While the Parsis are not the only endogamous population in India, that their numbers are small, matters. “The prevalence of the caste system in the country ensures that most people marry within their caste. However, because most castes are defined by large numbers, there is greater heterogeneity in their genes,” Singh explains. Another small, endogamous community is that of the Nisads, boatmen from Jaunpur in Uttar Pradesh. “They also marry among themselves and there are only a hundred of them left.” Over generations, passing on defective genes has given rise to vitiligo in one particular family. Which gene? That, says Singh, is not yet known. “While all genes are known to science, every gene’s function isn’t,” he clarifies.

Heachache that won’t heal
A 29-year-old medical professional from Mumbai, who didn’t wish to be identified, says she started experiencing headaches when she was 13. Initially, her parents thought that it was related to poor eyesight. It was later that her condition was diagnosed as migraine with aura. “When I started studying for my medical exams, stress would be the trigger. One episode would last eight hours. Getting an attack three times a week was common,” she says. She was unable to see clearly and couldn’t tolerate bright light. Working during an attack, she calls a punishment. “You have to take those days off. The only thing that helps is going to sleep.” After 16 years, she is yet to pin point the exact trigger, but she has learnt to sleep and eat on time, and pop a painkiller when she thinks an attack is on its way.
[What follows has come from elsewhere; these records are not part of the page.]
PR #6586, opened 2026-08-04
Introduce useful debug command

Novampr:
Adds a `/geyser debug` command with the following sub-commands:
- `player options`
  - Allows setting various flags for a player, currently only 3 are implemented related to resource packs
  - Example: `/geyser debug player options FORCE_OPTIONAL_PACKS XUIDHere`
- `logging`
  - Simply allows toggling of debug logs during runtime
  - Example: `/geyser debug logging true`
- `heapdump`
  - Produces a heapdump from Geyser, allowing for deep analysis of memory usage
  - Example: `/geyser debug heapdump`
- `packet`
  - `by_id` allows you to get information about a packet based on it's ID
    - Example: `/geyser debug packet by_id 0`
  - `by_name` allows you to get information about a packet based on it's name
    - Example: `/geyser debug packet by_name AddPlayerPacket`
  - This subcommand is only registered when `-DGeyser.ExtraDebugCommands=true` is set in your JVM flags


core/src/main/java/org/geysermc/geyser/command/CommandRegistry.java
```diff
@@ -172,6 +173,7 @@ public CommandRegistry(GeyserImpl geyser, CommandManager<GeyserCommandSource> cl
         registerBuiltInCommand(new CustomOptionsCommand("options", "geyser.commands.options.desc", "geyser.command.options"));
         registerBuiltInCommand(new QuickActionsCommand("quickactions", "geyser.commands.quickactions.desc", "geyser.command.quickactions"));
         registerBuiltInCommand(new GameruleCommand("gamerules", "geyser.commands.gamerules.desc", "geyser.command.gamerules"));
+        registerBuiltInCommand(new DebugCommand(geyser, "debug", "geyser.commands.debug.desc", "geyser.command.debug"));
```
onebeastchris, line 176: Needs a PR into geysermc/languages

core/src/main/java/org/geysermc/geyser/command/defaults/DebugCommand.java
```diff
@@ -0,0 +1,190 @@
...
+    }
+
+    @Override
+    public void register(CommandManager<GeyserCommandSource> manager) {
+        manager.command(baseBuilder(manager)
+            .literal("player")
+            .literal("options")
+            .required("option", enumParser(SessionDebugOption.class))
+            .required("xuid", longParser(0))
+            .handler(this::execute));
```
onebeastchris, line 72: Wouldn't it make more sense to have:
`/geyser debug <xuid> options <option...`?

That way we could easily expand this later into:
`/geyser debug <xuid>` to toggle all options

core/src/main/java/org/geysermc/geyser/command/defaults/DebugCommand.java
```diff
@@ -0,0 +1,190 @@
...
+
+        manager.command(baseBuilder(manager)
+            .literal("logging")
+            .required("enabled", booleanParser())
+            .handler(this::executeLogging));
```
onebeastchris, line 77: IMO this could be a simple `/geyser debug toggle` command - or `/geyser debug <enabled>`

core/src/main/java/org/geysermc/geyser/command/defaults/DebugCommand.java
```diff
@@ -0,0 +1,190 @@
...
+
+        manager.command(baseBuilder(manager)
+            .literal("heapdump")
+            .optional("live", booleanParser())
+            .handler(this::executeHeapDump));
```
onebeastchris, line 82: We could probably allow putting a path / file name here as an option

core/src/main/java/org/geysermc/geyser/command/defaults/DebugCommand.java
```diff
@@ -0,0 +1,190 @@
...
+                    .literal("by_id")
+                    .required("id", IntegerParser.integerParser(0))
+                    .handler(this::executePacketById));
+
+            manager.command(baseBuilder(manager)
+                .literal("packet")
+                .literal("by_name")
+                .required("name", StringParser.quotedStringParser())
+                .handler(this::executePacketByName));
+        }
```
onebeastchris, line 96: meh, let's just remove the system property here

Can't we also have both of the following registered?
`/geyser debug lookup packet <string>`
and
`/geyser debug lookup packet <id>`

this way we could, potentially, add further packet options like logging / blocking etc

core/src/main/java/org/geysermc/geyser/command/defaults/DebugCommand.java
```diff
@@ -0,0 +1,190 @@
...
+            else session.getDebugOptions().add(option);
+
+            if (newVal) {
+                context.sender().sendMessage("Applied debug option, the player may need to relog in order for the option to apply.");
+            } else {
+                context.sender().sendMessage("Remove debug option, the player may need to relog in order for the option to apply.");
+            }
+
+            return;
+        }
```
onebeastchris, line 118: Wouldn't it be cleaner to have this login in the debug session manager?

core/src/main/java/org/geysermc/geyser/command/defaults/DebugCommand.java
```diff
@@ -0,0 +1,190 @@
...
+
+        if (newVal) {
+            context.sender().sendMessage("Applied debug option, the option will apply when the player logs on.");
+        } else {
+            context.sender().sendMessage("Remove debug option, the option will apply when the player logs on.");
+        }
```
onebeastchris, line 124: Probably worth adding translations for these, and make these generic:
`debug option {0} for player {1} was set to {2}` or something

core/src/main/java/org/geysermc/geyser/command/defaults/DebugCommand.java
```diff
@@ -0,0 +1,190 @@
...
+    }
+
+    private void executeLogging(CommandContext<GeyserCommandSource> context) {
+        boolean enabled = context.get("enabled");
+
+        this.geyser.getLogger().setDebug(enabled);
+        for (GeyserSession session : this.geyser.onlineConnections()) {
+            session.getUpstream().getSession().setLogging(enabled);
+        }
```
onebeastchris, line 133: this would only enable trace logging; no platforms support trace logging properly... not entirely sure what to do here. Maybe we can get platforms to adopt SL4J properly with custom logger configs, just like paper already allows providing a custom logger config

core/src/main/java/org/geysermc/geyser/command/defaults/DebugCommand.java
```diff
@@ -0,0 +1,190 @@
...
+    }
+
+    private void executeHeapDump(CommandContext<GeyserCommandSource> context) {
+        try {
+            Path path = this.geyser.configDirectory().resolve("debug_heapdump.hprof");
+            Files.deleteIfExists(path);
```
onebeastchris, line 139: Let's instead add the current time to the path location

core/src/main/java/org/geysermc/geyser/debug/GeyserDebugSessionMap.java
```diff
@@ -0,0 +1,56 @@
...
+                set.remove(option);
+                return false;
+            } else {
+                set.add(option);
+                return true;
+            }
+        } else {
+            debugOptionsHolder.put(xuid, EnumSet.of(option));
+            return true;
+        }
```
onebeastchris, line 50: This could be a computeIfAbsent call here, looks nicer

core/src/main/java/org/geysermc/geyser/network/UpstreamPacketHandler.java
```diff
@@ -229,14 +230,23 @@ public PacketSignal handle(LoginPacket loginPacket) {
...
+        if (!session.getDebugOptions().contains(SessionDebugOption.FORCE_VIBRANT_VISUALS)) {
+            resourcePacksInfo.setVibrantVisualsForceDisabled(!session.isAllowVibrantVisuals());
+        }
 
-        resourcePacksInfo.setForcedToAccept(GeyserImpl.getInstance().config().gameplay().forceResourcePacks() ||
-            resourcePackLoadEvent.isIntegratedPackActive());
+        if (!session.getDebugOptions().contains(SessionDebugOption.FORCE_OPTIONAL_PACKS)) {
+            resourcePacksInfo.setForcedToAccept(GeyserImpl.getInstance().config().gameplay().forceResourcePacks() ||
+                resourcePackLoadEvent.isIntegratedPackActive());
+        }
```
onebeastchris, line 249: seems odd that we would fully skip setting this field? Shouldn't this cause force debug packs to be true?

onebeastchris (changes requested):

core/src/main/java/org/geysermc/geyser/command/defaults/DebugCommand.java
Novampr: Only issue here, we can and will run into collisions on the command tree, each debug item should have it's own literal

core/src/main/java/org/geysermc/geyser/command/defaults/DebugCommand.java
Novampr: I'd probably prefer `/geyser debug packet lookup` so we can expand upon the tree `geyser debug packet *`

core/src/main/java/org/geysermc/geyser/command/defaults/DebugCommand.java
Novampr: Could you explain a bit more?

core/src/main/java/org/geysermc/geyser/command/defaults/DebugCommand.java
Novampr: Agreed

core/src/main/java/org/geysermc/geyser/command/defaults/DebugCommand.java
Novampr: I'm just following what we do when debug mode is enabled, this is the behavior that was already present.

core/src/main/java/org/geysermc/geyser/command/defaults/DebugCommand.java
Novampr: agreed

core/src/main/java/org/geysermc/geyser/network/UpstreamPacketHandler.java
Novampr: It skips setting the field because the default for `forcedToAccept` is false, thus if we want to force optional packs, we can simply skip setting the field, it's already set

PR #6590, opened 2026-08-05
fix: use Bedrock's spectator gamemode on 26.40 and above

Lxk4z:
# Use Bedrock's spectator gamemode on 26.40 and above

## Problem

Bedrock clients on 26.40 drop the connection on their own as soon as they are told to apply spectator mode. The client shows a generic "connection failed" screen with error code `Block`. There is no packet violation warning, no exception, and nothing in the server log beyond the disconnect itself:

```
[INFO] Spawned player at (0.0, 64.0, 0.0)
[INFO] Sending command packet of 5 commands
[INFO] Loaded Local Bedrock Java Skin Data for HereGarlic37777
[INFO] HereGarlic37777 has disconnected from remote Java server because of Bedrock client disconnected
```

Java clients connecting to the same server are unaffected.

## Cause

`EntityUtils.toBedrockGamemode` maps Java `SPECTATOR` to Bedrock's `SURVIVAL_VIEWER`:

```java
@SuppressWarnings("deprecation") // Must use survival_viewer due to limitations on Bedrock's spectator gamemode
case SPECTATOR -> GameType.SURVIVAL_VIEWER;
```

That value has been deprecated for a while, and 26.40 clients no longer accept it. Bedrock has had a working spectator gamemode for several releases, so the workaround is no longer needed on current clients.

## Fix

Pick the real spectator gamemode where the client understands it, keep the legacy value below 26.40:

```java
case SPECTATOR -> GameProtocol.is26_40orHigher(session.protocolVersion())
        ? GameType.SPECTATOR
        : GameType.SURVIVAL_VIEWER;
```

`toBedrockGamemode` gains a `GeyserSession` parameter for the version check. All six call sites already had the session at hand.

## How this was narrowed down

Reproduced with a minimal setup of Geyser 2.11.1-b1208 standalone plus a bare Java server, no proxy, no plugins, no resource packs, no extensions. Against a Paper server the same client joins fine; against a server that puts the player in spectator on join it fails every time.

Varying only the server side game mode:

| Game mode | Result |
|---|---|
| survival | joins |
| creative | joins |
| adventure | joins |
| spectator | client disconnects itself |

With this change spectator joins as well, and the player arrives in Bedrock's spectator mode.

## Scope

This affects any Java server that puts a Bedrock player into spectator during the join sequence. Limbo servers are where it shows up immediately because several of them default to spectator, but hub servers with a spectator lobby or minigames that spectate players after death will hit the same thing.

## Testing

* Bedrock 26.40 (Windows GDK) against a spectator server, before and after the change
* Bedrock 26.40 against Paper 26.2 to confirm the other game modes still behave
* Built and deployed as a Velocity plugin on a live network with Floodgate, spectator limbo, and Bedrock players joining through it

### DIFF
--- a/core/src/main/java/org/geysermc/geyser/session/GeyserSession.java
+++ b/core/src/main/java/org/geysermc/geyser/session/GeyserSession.java
@@ -1988,7 +1988,7 @@ public class GeyserSession implements GeyserConnection, GeyserCommandSource {
         StartGamePacket startGamePacket = new StartGamePacket();
         startGamePacket.setUniqueEntityId(playerEntity.geyserId());
         startGamePacket.setRuntimeEntityId(playerEntity.geyserId());
-        startGamePacket.setPlayerGameType(EntityUtils.toBedrockGamemode(gameMode));
+        startGamePacket.setPlayerGameType(EntityUtils.toBedrockGamemode(gameMode, this));
         startGamePacket.setPlayerPosition(Vector3f.from(0, 69, 0));
         startGamePacket.setRotation(Vector2f.from(1, 1));
 
--- a/core/src/main/java/org/geysermc/geyser/translator/protocol/bedrock/entity/player/BedrockSetDefaultGameTypeTranslator.java
+++ b/core/src/main/java/org/geysermc/geyser/translator/protocol/bedrock/entity/player/BedrockSetDefaultGameTypeTranslator.java
@@ -48,7 +48,7 @@ public class BedrockSetDefaultGameTypeTranslator extends PacketTranslator<SetDef
         // Stop the client from updating their own Gamemode without telling the server
         // Can occur when client Gamemode is set to "default", and default game mode is changed.
         SetPlayerGameTypePacket playerGameTypePacket = new SetPlayerGameTypePacket();
-        playerGameTypePacket.setGamemode(EntityUtils.toBedrockGamemode(session.getGameMode()).ordinal());
+        playerGameTypePacket.setGamemode(EntityUtils.toBedrockGamemode(session.getGameMode(), session).ordinal());
         session.sendUpstreamPacket(playerGameTypePacket);
     }
 }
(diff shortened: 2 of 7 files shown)


Novampr:
> Must use survival_viewer due to limitations on Bedrock's spectator gamemode

There was a reason this message was included, we *cannot* use Bedrock's spectator gamemode as it disabled *all* entity and block interactions which java still sends. This fix will break.

Also, please read our [AI Policy](https://github.com/GeyserMC/.github/blob/master/AI_POLICY.md) for more information about how we treat AI when it comes to Geyser PRs.

Lxk4z:
> > Must use survival_viewer due to limitations on Bedrock's spectator gamemode
> 
> There was a reason this message was included, we _cannot_ use Bedrock's spectator gamemode as it disabled _all_ entity and block interactions which java still sends. This fix will break.
> 
> Also, please read our [AI Policy](https://github.com/GeyserMC/.github/blob/master/AI_POLICY.md) for more information about how we treat AI when it comes to Geyser PRs.

Fair enough, I should have trusted that comment instead of assuming it was stale (my bad). If Bedrock spectator drops the block and entity interactions that Java still sends then this patch just swaps one broken thing for another (which i was overlooking, because i was pressured to find a fix). On a limbo you never notice, on a real server you would. I'll drop it.

First, on AI: I used Claude Code for this. It helped me dig through the gamemode handling and it helped me write the PR description (since i never did one before and i felt it would be way better then if i would do it myself). I've since read your AI policy and I get that LLM text in PR descriptions is not okay here (and will not do it again, thats on me). The testing was all done by hand on my own setup, and I did understand the change I proposed, I just didn't think through the interaction side of it.

On the actual problem, since it doesn't go away with my patch:

Bedrock 26.40 clients hang up on their own the moment they're told to apply survival_viewer. No packet violation, nothing thrown server side, the client just shows a generic connection failure with error code "Block". I reproduced it with Geyser 2.11.1-b1208 standalone against a plain Java server, no proxy, no plugins, no packs. Creative and adventure join fine on that same server, spectator fails every time. The same client against Paper 26.2 joins fine too, so it isn't 26.40 being broken in general.

Anything that puts a Bedrock player into spectator on join runs into this. I hit it with a limbo that defaults to spectator, but a hub with a spectator lobby or a minigame that spectates you after death would too.

One thing: Is survival_viewer known to be dropped or restricted in 26.40, or is this the first time it comes up?

And do you want me to close this and open an issue with the reproduction instead?

Novampr:
I've just done some testing, looks like this isn't even caused by survival viewer here, I just popped onto the Geyser test server and didn't get kicked when going into creative on 26.40

onebeastchris:
Thanks for the PR! Using AI tools is fine, please just include that note in the PR description (with a brief mention of what specifically it was used for). I can confirm myself that it's a super useful tool - we're primarily trying to filter "AI slop" with that approach.

We've merged https://github.com/GeyserMC/Geyser/commit/1980358606b3a416ff312cd2badddaaaba7a1ff9 as a fix for this - using Bedrock's built-in spectator mode would block any entity/block interactions (or access to the inventory), which makes it not suitable to replicate Java's spectator mode fully. Thanks you anyways!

It’s a reality that 18 per cent of the world’s female population has to live with. Yet, like her, most patients first head to the ophthalmologist. This, says Ravishankar, is the first obstacle. “Migraine is under-recognised, under-diagnosed and under-treated,” says the doctor who sees five to eight new patients every working day, some of them having suffered attacks for as many as 15 years.

Currently, he adds, diagnostic tools don’t help confirm whether a patient is in fact, a migraine sufferer. “It won’t show up on a CT scan, neither is there a widely accepted biomarker that will show up on blood tests,” he says. What helps then is asking the right set of questions based on criteria outlined by the International Headache Society about the nature of these headaches, the duration and the accompanying symptoms.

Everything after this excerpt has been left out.